Files are stored in a yyyy\mm\dd\hh format. For example
E:\Enterprise Vault Stores\Journal Vault\ptn1\2010\01\30\17\<saveset>.dvs
The above would symbolize an item archived at 5pm on 30th January 2010
The CAB files are stored in the \dd\ section..so it may look like
E:\Enterprise Vault Stores\Journal Vault\ptn1\2010\01\30\Collection12345.cab
In Enterprise Vault 8 however, the locations are stored in a little different format.
it stores it in \yyyy\mm-dd\LETTER
Example:
E:\Enterprise Vault Stores\Journal Vault\2010\01-11\A\074\<saveset>.dvs
The above would suggest an item is archived on 11th January 2010.
However rather than storing in an additional hour folder as it used to in EV2007, it now uses parts of the file name of the DVS.
In this example we have a file name called A07465CEEC2320A040210B08E3549781.DVS, the name is based on the Transaction ID assigned to the item, it takes the first letter of the transaction ID (A) and then creates folders that use the next three numbers or letters of the transaction ID.
Another example, if an item called 107DC3824ADB33CDABCE5C15B7B46BD1.DVS and it was archived on January 11th 2010, it would be located in the following location:
E:\Enterprise Vault Stores\Journal Vault\2010\01-11\1\07D
On Enterprise Vault collection files are stored in the first letter of the transaction id’s location.
For instance the collection file may be stored here
E:\Enterprise Vault Stores\Journal Vault\2010\01-11\1\Collection12345.cab
What happens when I delete an item or run storage expiry?
When items are added to a CAB file, they will remain there until a process called Sparse Collections is run, which involves extracting valid savesets and then deleting the cab, those savesets are then re-collected at a later date.

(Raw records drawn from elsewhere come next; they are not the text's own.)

PR #1926, opened 2023-02-26
Improved "hf mf view" command

Alejandro12120:
Now you can read mifare classic memory without dumping the card. Feel free to contribute as I don't know C :P  

### Screenshots:
‌‌img1​
img2​
img3​‌​​‌​‌‌​‌​​‌​‌‌​‌​‌‌​‌‌‌​​​‌​​‌‌​​​​​‌‌​​‌‌​​‌‌​‌​‌​​​‌​‌‌‌​​‌‌‌​​​​​‌‌​‌‌‌​​‌‌​​‌‌‌

PR #1942, opened 2023-03-13
Hfmfview refactor

DidierA:
Refactor of PR #1926
I added function `mfc_read_tag()`, which is called in  dump and view. 

I tested on a MFC 1k card with MAD, however I don't have data to check the vigik part (starting line 6983)

### DIFF
--- a/CHANGELOG.md
+++ b/CHANGELOG.md
@@ -33,7 +33,7 @@ This project uses the changelog in accordance with [keepchangelog](http://keepac
  - Add Mifare Classic EV1 signature write support to gen4 magic tag lua script (@augustozanellato)
  - Added XOR key extraction and flag to Guardall G-Prox II (@GuruSteve)
  - Changed verbiage on `hf iclass info` KeyAccess area to be congruent with AA1 and AA2 areas (@GuruSteve)
- - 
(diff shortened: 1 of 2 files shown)


iceman1001:
its an improvement.  I was thinking what if we only make a boolean param for `hf mf dump --nosave`  and guard the  "pm3_save"  call ...    
It would be a much simpler change,  where it wouldn't demand reworking the dumping part and adding a lot of params to view command.

DidierA:
> its an improvement. I was thinking what if we only make a boolean param for `hf mf dump --nosave` and guard the "pm3_save" call ... It would be a much simpler change, where it wouldn't demand reworking the dumping part and adding a lot of params to view command.

Makes sense. And `hf mf view` could call `hf mf dump --nosave` when called without `-f`

iceman1001:
Yeah,    its a little neat trick.

iceman1001:
Lets see,  
I used your refactored function,  and added the `hf mf dump --ns`.   
Now lets see how this can be done in a nicer way

iceman1001:
should print,   shouldn't save...

iceman1001:
ping!

iceman1001:
This needs to be adapted to latest source.

iceman1001:
Closing,  since we have mfc_read_tag and --ns already in the client.     Will push an improvement for the extra parsers soon

PR #1943, opened 2023-03-16
Legic info command for other sources, out of bounds memory

0xdeb:
The `hf legic info` command was only available when reading directly from a card. The command displays deobfuscated and decoded legic data. 

This command is generally really useful and should also be executable on a dump file and on the emulator's memory. 
Changes:
- Extract method `static int decode_and_print_memory(uint16_t card_size, const uint8_t *input_buffer)` from `CmdLegicInfo`
- Call this function from the newly created commands:
  - `CmdLegicEInfo` (`hf legic einfo`): Display deobfuscated and decoded emulator memory
  - `CmdLegicDInfo` (`hf legic dinfo`): Display deobfuscated and decoded content from tag dump file

This PR also implements a couple of checks to prevent out of bounds memory access. Previously when the card contained invalid data (e.g. too large segment length) the client application would perform a out of bounds read and segfault.

### DIFF
--- a/CHANGELOG.md
+++ b/CHANGELOG.md
@@ -33,7 +33,7 @@ This project uses the changelog in accordance with [keepchangelog](http://keepac
  - Add Mifare Classic EV1 signature write support to gen4 magic tag lua script (@augustozanellato)
  - Added XOR key extraction and flag to Guardall G-Prox II (@GuruSteve)
  - Changed verbiage on `hf iclass info` KeyAccess area to be congruent with AA1 and AA2 areas (@GuruSteve)
- - Added `hf legic info` command for other sources: `hf legic einfo`, `hf legic dinfo`
+ - Added `hf legic info` command for other sources: `hf legic einfo`, `hf legic view` (@0xdeb)
  - 
 
 ## [Nitride.4.16191][2023-01-29]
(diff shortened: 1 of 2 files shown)


iceman1001:
Nice one!  Good catches with length checks too.

It seems to be some confusing names going on in your PR though.
where I agree with these
```
hf legic info 
hf legic einfo 
hf legic view 
```

vs the ones I don't agree with. 
```
view vs dinfo
```


How about you match the names with the former names and I will merge.

0xdeb:
I can't really think of a good name for it without breaking backwards-compatibility. 

We need to come up with a name for the `info` command operating on other sources. 
For the emulator commands, everything is prefixed with e. So `einfo` was a easy chioce.
For the offline commands operating on dumps there is no prefix on the existing command (`view`). And the command without a prefix is already taken. 
So the consistent answer would probably be to add a prefix to the `view` command, but that would change the existing cli. 

What do you think? I will gladly change the command.

iceman1001:
I like info, einfo,    the view command is to look at dumpfiles...  

so   info, einfo and view is good for me.

0xdeb:
So the view command should be replaced by the new one that prints the info? 
On the current master it just prints the dumpfile in hex. Functionality could also be merged, first print the hexdump and then the decoded data.

iceman1001:
Thanks!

When an item is deleted, Enterprise Vault simply cannot delete an item with in a CAB file (this actually applies to any compressed file such as ZIP or RAR) therefor you get in to a situation where items are deleted from the Databases and indexes, but still remain in the CAB files.
So what occurs is that Enterprise Vault does a look up of all the items in a CAB and determines which ones are still valid, if there is only a certain percentage of items that truly exist in the CAB file, then EV extracts all the items, and the cab file is deleted.
So how does Enterprise Vault know which cab files to check?
Well when a collection file is created, there are two SQL Columns populated in the Collections table.
One is called RefCount and one is called TotalCount.
When a Collection is first created, it takes a count of how many items are stored, and sets the refcount and totalcount to the same number, so if 100 items are stored , both refcount and totalcount will be set to 100.
Then, when an item is deleted or expired from that collection, it will reduce the number of the refcount, but the totalcount will remain the same.
So if 50 items are deleted that belong in that CAB file, then refcount will be set to 50, and the totalcount will remain at 100. When the Refcount hits 0, this means that none of the DVS files within that CAB file exist in the database or the indexes, thus the CAB file and all its contents can be deleted.
But what happens if you have a refcount of 1 and a totalcount of 100? This 1 item that still exists in EV is stopping the other 99 items from being removed from disk and freeing up storage. So what happens is the Sparse collections process.
The last items are extracted to their original location, the refcount is set to 0 and then EV deletes the CAB file. By default, Enterprise Vault will initiate the sparse collections when the refcount is 15% of the the totalcount.
So if you have 100 items stored in a cab, as soon as the refcount hits 15 items or lower, it will extract and then delete the cab file. So if you every run a storage expiry, make sure you run your collections process after so that you can reclaim disk space immediately.